Why was this so difficult? Size wasn't the only thing that scaled. Efimov trimers will break apart immediately after forming if the temperature isn't the same or smaller than the binding energy that holds the threesome together, which means that you need even colder temperatures -- by a factor of 2 -- than you need for the smallest such state to scale up the second smallest. Somehow, the Innsbruck team managed to do just that, thanks to a new kind of trap, and found a scaling factor of 21.0 -- pretty close to Efimov's predicted value.

Assuming you've read this far, you might be wondering: "Why should I care?" Condensed matter physicists often complain that their work doesn't garner the same level of media attention or public enthusiasm as, say, the discovery of the Higgs boson, or quirky neutrino findings.

There's some truth to that, in large part because it's tough to convey why this work is so relevant outside of its importance to verifying theory and enabling further ultracold gas experiments to study exotic few-body systems. This in turn could deepen physicists' knowledge of quantum mechanics.

True, mastering the Efimov effect may make it possible to engineer the most fundamental properties of matter way down at the subatomic level, giving scientists unprecedented control and the ability to create all kinds of new exotic molecules that couldn't otherwise exist. Nanotechnology tinkers with material properties all the time, but doing so at the quantum level means you can tinker with the atomic interactions as well.

That said, there's still the small matter of needing ultracold temperatures (near absolute zero) to achieve said state of matter in order to manipulate fundamental properties -- which requires cutting-edge technology like magneto-optical traps. So don't hold your breath for Efimov states finding their way into your iPhone any time soon. The same could be said about BECs, as Chad Orzel pointed out in 2011:

"The primary application of atomic BEC systems is in basic research areas at the moment, and will probably remain so for the foreseeable future. You sometimes hear people talk about BEC as a tool for lithography, or things like that, but that’s not likely to be a real commercial application any time soon, because the throughput is just too low. Nobody has a method for generating BEC at the sort of rate you would need to make interesting devices in a reasonable amount of time. As a result, most BEC applications will be confined to the laboratory."

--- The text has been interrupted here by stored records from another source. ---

PR #345, opened 2017-06-30
hardnested: dramatically reduce required disk space for tables

pwpiwi:
hardnested: reduce disk space for tables (by > 700MBytes) and other m…inor changes

- compress tables
- minor changes to progress reporting
- free memory on aborts (@iceman1001)


pwpiwi:
Please elaborate. I don't understand your question.

pwpiwi:
You mean compiling the tables into the executable? Tthis would require adding the (compressed) tables plus the zlib code. The executable would increase from 3 to 11MB. Not sure about the advantages.

iceman1001:
No,  I mean _inflate_malloc_  ,  _inflate_free_  functions etc.   Why not keep all in one place?
You have some in fpgaloader.c, start.c  and now in hardnested.

pwpiwi:
Those are all small and quite different. The common code is in the zlib directory.

PR #341, opened 2017-06-28
Refactoring uart interface

micolous:
This is part of a series of improvements planned for Issue #334. 

* ~Removed the AES implementation from `armsrc`, as it is not used. The version in `client` remains.~
* ~Moved `legic_prng.*` from `common` to `armsrc`, as it is never used by the `client`.~
* Significantly refactored the UART related code. I've removed unused functionality (which wasn't even fully implemented in the win32 version), split those files up, changed the implementation slightly (to make it nicer to work with).
* Fixed a buffer overflow in the posix implementation of `uart_receive`. It would ignore the `pbtRx` parameter and just write as much as it could.
* Downsized a buffer in the proxmark client, saving 16MiB of RAM at runtime.

While this is a pretty large patch, most of it is moving around or deleting existing code.

Issue #334, opened 2017-06-25
RFC: A library for proxmark3


micolous:
**UPDATE 2017-10-09**: I've revised the plan I listed here to take into account feedback and to reduce the scope of the proposed changes.

I've left the original post here for historical reasons, but the latest version of the plan [can be found in this comment](https://github.com/Proxmark/proxmark3/issues/334#issuecomment-335140792).

------

I want to build an Android version of the client. Not just "cross-compile the Linux version to run on rooted devices", but actually supporting a native Android GUI, have it work out of the box on non-rooted devices, and publishable on Play Store.  I've started working on this by having a project that selectively builds parts of the official client, and then calling them as a library.

I successfully pulled across tuning (including displaying the LF frequency graph) and basic 14a card reading and simulation functionality.  I rewrote client-to-PM3 communication code in Java, but hit difficulties with porting crypto-related functionality.  This required having wrappers into the proxmark3 codebase, attaching many client functions into Android frameworks (eg: logging), and stubbing out things that were broken.

Occasionally though, I need to make changes to proxmark3 core client code in order to make my stuff work better.  [The feedback I've received at the end of last year](https://github.com/iceman1001/proxmark3/pull/63#issuecomment-269196176) suggested that my best way forward with this is to rewrite this code into a library.

Between @iceman1001's popular fork and the mainline version there are protocol differences, where each side has conflicting flags and operations.  It would help to centralise this data so that it is easier to merge these trees together.

But the only way this project can be sustainable is if there's a library anyone can use, and that would include pulling proxmark3's official client onto this library as well.  Otherwise the two branches will diverge over time, and I'll end up making a repeat of @iceman1001's client.

I also note that [there is a Windows client](https://github.com/Proxmark/Gaucho-GUI) which has essentially the same challenges that I do.

There would need to be a few pieces to a split:

- `pm3-data`: Contains a registry of constants and flags used to build a PM3 client. Different clients and the `armsrc` code can pull this data and generate header/class files based on it, allowing them to have the same definitions.

   It wouldn't be necessary that each fork implements all of the features, but they could gracefully degrade based on some other functionality which would be out of scope for this project.

   Additionally, this could be used to build protocol documentation (something that doesn't exist today, and that is a major blocker to any reimplementation).

- `pm3-crypto`: Contains all the cryptographic functionality used by proxmark3.

- `pm3-clientlib`: Contains a client library which will emit sequences of hardware communication calls.  Implementers provide different hooks to address different communication methods.

[...]

PR #346, opened 2017-07-02
Removing global context around pm3 connectivity (work in progress)

micolous:
This is related to cleanup work in #334.  This includes PR #341, so should wait until that is merged.  It is quite large, and not finished or tested as much as I'd like yet, but will give you an early preview.

It:

- Refactors a bunch of global state so that it is stored in a new `pm3_connection` structure.
- Refactors PM3 communications into a new `comms.c` module.
- The flasher now uses the same code paths for communicating with the PM3 as the main client.

Caveats:

- The client does not make use of the ability to start up multiple connections.
- These changes do not permit the Lua bindings to use multiple connections. This stuffs a reference to the `pm3_connection` structure inside Lua's global state, and then all the methods just read off that.
- There's a bunch of buffers that I've stashed in the `pm3_connection` struct for lack of a better place.
- `save_restore{DB,GB}` have a "global" stash which all connections can access.

TODO:

- Get the GUI working.
- `CMD_DOWNLOADED_RAW_ADC_SAMPLES_125K` and the mechanisms around it need improvement -- it is possible to use it overwrite arbitrary memory within the memory space of the client. I'm still working out a good way to handle this without breaking too much stuff, because as far as I can tell, it's intended as a one way DMA.
- Cleanup the startup process, so that it can be shared between the flasher and client, and other things could embed it without writing a bunch of boilerplate.
- Make the debug level selection global again.
- Fix the flasher.
- Write some tests.
- Do some more testing.
- Rebase and squash commits down.

### DIFF
--- a/client/Makefile
+++ b/client/Makefile
@@ -21,7 +21,7 @@ LDLIBS = -L/opt/local/lib -L/usr/local/lib -lreadline -lpthread -lm
 LUALIB = ../liblua/liblua.a
 LDFLAGS = $(ENV_LDFLAGS)
 CFLAGS = $(ENV_CFLAGS) -std=c99 -D_ISOC99_SOURCE -I. -I../include -I../common -I../zlib -I../uart -I/opt/local/include -I../liblua -Wall -g -O3
-CXXFLAGS = -I../include -Wall -O3
+CXXFLAGS = -I../include -I../uart -Wall -O3
 
 LUAPLATFORM = generic
 platform = $(shell uname)
@@ -82,7 +82,10 @@ POSTCOMPILE = $(MV) -f $(OBJDIR)/$*.Td $(OBJDIR)/$*.d
 CORESRCS = 	uart_posix.c \
 			uart_win32.c \
 			util.c \
-			util_posix.c
+			util_posix.c \
+			comms.c \
+			data.c \
+			ui.c
 
 CMDSRCS = 	crapto1/crapto1.c\
 			crapto1/crypto1.c\
@@ -102,9 +105,7 @@ CMDSRCS = 	crapto1/crapto1.c\
 			crc64.c \
 			iso14443crc.c \
 			iso15693tools.c \
-			data.c \
 			graph.c \
-			ui.c \
 			cmddata.c \
 			lfdemod.c \
 			cmdhf.c \
@@ -175,6 +176,7 @@ ZLIBFLAGS = -DZ_SOLO -DZ_PREFIX -DNO_GZIP -DZLIB_PM3_TUNED
 #-DDEBUG -Dverbose=1
 
 QTGUISRCS = proxgui.cpp proxguiqt.cpp proxguiqt.moc.cpp guidummy.cpp
+NOGUISRCS = guidummy.cpp
 
 COREOBJS = $(CORESRCS:%.c=$(OBJDIR)/%.o)
 CMDOBJS = $(CMDSRCS:%.c=$(OBJDIR)/%.o)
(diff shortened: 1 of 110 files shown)


iceman1001:
Impressive,  
Do please explain what is the gain of having the new pm3connection structure everywhere?
Is the idea that the pm3 client should connect to several devices in the future?   As it looks now its shoving around the conn structure all over the code just to remove a few global vars?   Well, not true since I saw you added the usbcommand array into aswell now.  Meaning a connection have its own commands, and demodbuffer?!.   
ok, I can see some potential here, having multiple devices and control them with one client.  Not sure when thats applicable as a real life scenario.  

btw, sidenote
the debug part is set during execution "data setdebug",  so having it set during compilation is a step down in functionality.

micolous:
> Do please explain what is the gain of having the new pm3connection structure everywhere?

This removes many global variables from the client.  This would allow:

- establishing connections with multiple PM3s in a single binary.
- easily handling disconnections and reconnections without requiring restarting the binary (which matters most on the "library" side of things) -- I can just destroy a `pm3_connection` struct and create a new one.
- a library to be created that allows communication with a pm3, so scripting can be done with "pm3 embedded in some other process" rather than the other way around (as it is with Lua).

And yes, this pretty much stashes everything that looks like a global variable into that connection struct.  Some things like the command buffer I want to pull out of there and stash it somewhere else, but this is the simplest interface without significantly rewriting the pm3 client.

> the debug part is set during execution "data setdebug", so having it set during compilation is a step down in functionality.

I'll put that on the TODO list, but as that code is sitting in `common`, it would end up with a different calling convention in order to get access to debug level information (currently stashed in that connection object).  I'm thinking it may have been better to leave `g_debugLevel` as global variable, there's not a lot of harm in having that shared between multiple instances.

iceman1001:
Thanks for the answers, would you mind telling more about destroy and create the pm3_connection struct and how it will enable restarting connection without restarting binary. I'm very curious about this part for obvious reasons :)

The debug is twofolded,  on clientside its mostly used for LF code.   the g_debuglevel has nothing todo on the deviceside.  The deviceside has more then one..  Since you are upto changing it,  what would your suggestion be for that?  A unified debug level on both client/device side or two seperate ones?

pwpiwi:
Besides getting rid of global state and encapsulating communication in a separate module, you have also added the long overdue recv_lock. :+1:

Re `g_debugmode` I suggest to make a separate module for debugging functions and use `set_debugmode()` and `get_debugmode()` functions ("methods") instead of accessing g_debugmode directly.

pwpiwi:
Please don't try to put everything in one PR. You are risking that it will never be accepted because no one can thoroughly test it. You could start with putting all comm functions in comms.c and comms.h but still have global comms state. Then deglobalize comms struct. Then the debugging.

micolous:
Re: `g_debugLevel` de-globalization, I've now excluded that from this PR.  It now lives in `ui.h`, and is now only declared once (previously it was declared in two different header files).  I've noticed a pattern with the code that function headers are declared in many different places in the client.

I still need to shuffle it in the `armsrc` code, so that it has a place where it is declared once as well (right now it's a define as a holdover from a previous version of the change.

Regarding destroying and creating the `pm3_connection` struct, I haven't written this bit properly yet, so it's gnarly and declared in two places. Part of the challenge is the way different paths of the setup code assume they are in charge (GUI vs. CLI vs. Flasher), which needs to be detangled.  That's something that needs to be addressed if this code starts living in a different shared object (along with lots of places where commands call other commands as commands and pass string parameters as if they were entered with the CLI, but other commands separate that functionality properly).

I'll see what I can do about getting the comms code changes separated (though it may still be paired with flasher code changes because they really should be updated together).

micolous:
Closing this out as I'm not working on this particular branch further, and it would require changing nearly every single source file in PM3.

PR #365, opened 2017-07-26
reworking magic cheneese card wipe

merlokk:
added: fill card with default data, keys and access conditions
and some refactoting


merlokk:
Is this pull request ok?

iceman1001:
I'm not sure why you want to mix in all functionality into csetuid.. 
I would have made a new command instead.

pwpiwi:
@iceman1001: "all functionality" is just adding an option `k` to write blocks with all zeros and a default sector trailer to all sectors. The wipe option `w` is already there but only works for cards which support this command.  If we question the new `k` option we should question the existing `w` option as well.

I would support a merge.

Fl0-0:
A compatibility with magic 4K would be nice, something like `hf mf csetuid k 4` ?

merlokk:
I thought about adding command `hf mf cfill`, but by now i just look at this command because it have option `w` (as it mentioned by @pwpiwi) that works only for one type of "magic" card.
Maybe it shold (after this pull request) to do some refactoring and add this command?

@Fl0-0 I have only one 4k card that not compatible with this type of setting block at all( I need somr investigation to add this card to code.

iceman1001:
The -w wipe option is something that got snuck in there by the chinese who impl the c* cmds.
And it exists in **hf mf csetblk**  so if you gonna add more stuff in csetuid,  then you will need to complete the other one aswell.   Now that is upright stupid to do.  
I would suggest **hf mf cwipe**  command to get rid of this problem.

The suggested -k option is already covered in lua-script.   **script run remagic -h**  

Not to metion the fact that the command is labeled  "cetsuid"  meaning is sets the uid.  Not a mix command with lot of extras.   @piwi, you of all people to support this?   Sometimes I get the feeling you are just trolling. 

@merlokk  I like your effort but I strongly dislike the given structure how it just makes the CLI unclear. 

I don't suppor this PR given the above reasons.

merlokk:
I have not touched any functionality other than this block: '	if (wantFill) {...}'
Just refactor and fix some of not working code.
I have not touched any of current functionality. so all the scripts will work as it worked.

What I can do now?
i will implement `hf mf cwipe` and connect this command to option k?
Or get rid of option `k` and just implement  `cwipe`?

iceman1001:
I suggest you implement **hf mf cwipe**  with "k"  option :)
That will be a clear command structure.   We should also remove the -w  in csetuid, csetblk commands after you have done a "cwipe" command

thank you for your understanding, @merlokk

pwpiwi:
@merlokk: if you can do as @iceman1001 proposed, this would be one step beyond.

iceman1001:
...and when you are at it,  make it support the different sizes..   Mini, 1k,2k,4k    Not hardcode 64blocks..

merlokk:
It needs to rewrite big portion of code because wipe option linked with commands on the arm side.
ok, i will do it after reworking nested functionality/

iceman1001:
hrm,  I just noticed that in PM3 Master doesn't have the wipe-param like I have in icemanfork.  
In my fork it would just had been a matter of add/removing that flag-param on clientside.

merlokk:
As I remembered it was there)...   Maybe someone's refactoring kill it... I look.

merlokk:
All is OK)
added additional command hf mf cwipe
maybe it needs to delete wipe functionality from hf mf csetblk? at least from pc side? and dont touch the arm side?

merlokk:
now it really ok)
as i see there is some strange behavier of the chineese card) sector0 = sector16 for 1kb card.
so if we dont guess size of card it simply rewrites....

merlokk:
all is ok? or it needs to be improved som way?

pwpiwi:
Give us some time to check. In the meantime please update CHANGELOG.MD.

merlokk:
done)

pwpiwi:
Please declare static functions as static (those which have no extern declaration in the header file).

merlokk:
done 719970fc058a9330ecff2d594ebf8b4c868ac100

PR #366, opened 2017-07-27
Nested additional functionality.  Not completed!

merlokk:
Added:

1.  added check if we provided correct key
2. added auto mode. it checks known keys and if it found - executes nested.
3. added check after nested. If we allready have keys in our keybank that is suitable for not recognized sector keys

todo:
rework param loading phase. there is a big mess......


iceman1001:
I like that you are remaking some commands!  Nice work!  But this PR is a monster merge which targets different commands and it doens't look finished at all.   

Close it and make at least two seperate PR's.   One for your csetuid changes,  and one for the nested once you are finished with it.

merlokk:
One for my csetuid changes https://github.com/Proxmark/proxmark3/pull/365
after it will be merged - ill close this, merge, and reopen

it stay here just for notes for needed work. or maybe you see some bugs or so on...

Ditto for Efimov states, I fear. So, Jen-Luc Piquant understands why you might not find all this very exciting. But it's quite an achievement, nonetheless, and sometimes we need to celebrate such unsung heroes, who labor in the shadows with little fanfare, even when they make significant breakthroughs. Now it's time for them to raise the experimental bar even further and try to produce a third-order Efimov state. At the current rate, they should crack that nut within the decade. Go team!

References:

Chin, C. et al. (2010) “Feshbach Resonances in Ultracold Gases,” Reviews of Modern Physics 82, 1225.

Efimov, V. (1970) "Energy levels arising from resonant two-body forces in a three-body system," Physics Letters B 33: 563–564.

Efimov, V. (1971) "Weakly-Bound States of Three Resonantly-Interacting Particles," Soviet Journal of Nuclear Physics 12: 589.

Efimov, V. (2009) "Few-Body Physics: Giant Trimers True to Scale," Nature Physics 5:533.

Ferlaino, F. and Grimm, R. (2010). “Forty Years of Efimov Physics: How a Bizarre Prediction Turned into a Hot Topic,” Physics 3, 9.

Huang, B. et al. (2014) "Observation of the Second Triatomic Resonance in Efimov's Scenario," Physical Review Letters 112: 190401.

Knoop, S. et al. (2009) "Observation of an Efimov-like trimer resonance in ultracold atom–dimer scattering," Nature Physics 5 (3): 227

Kraemer, T. et al. (2006) "Evidence for Efimov quantum states in an ultracold gas of caesium atoms," Nature 440 (7082): 315–318.

Zaccanti, M. et al. (2009) "Observation of an Efimov spectrum in an atomic system," Nature Physics 5 (8): 586.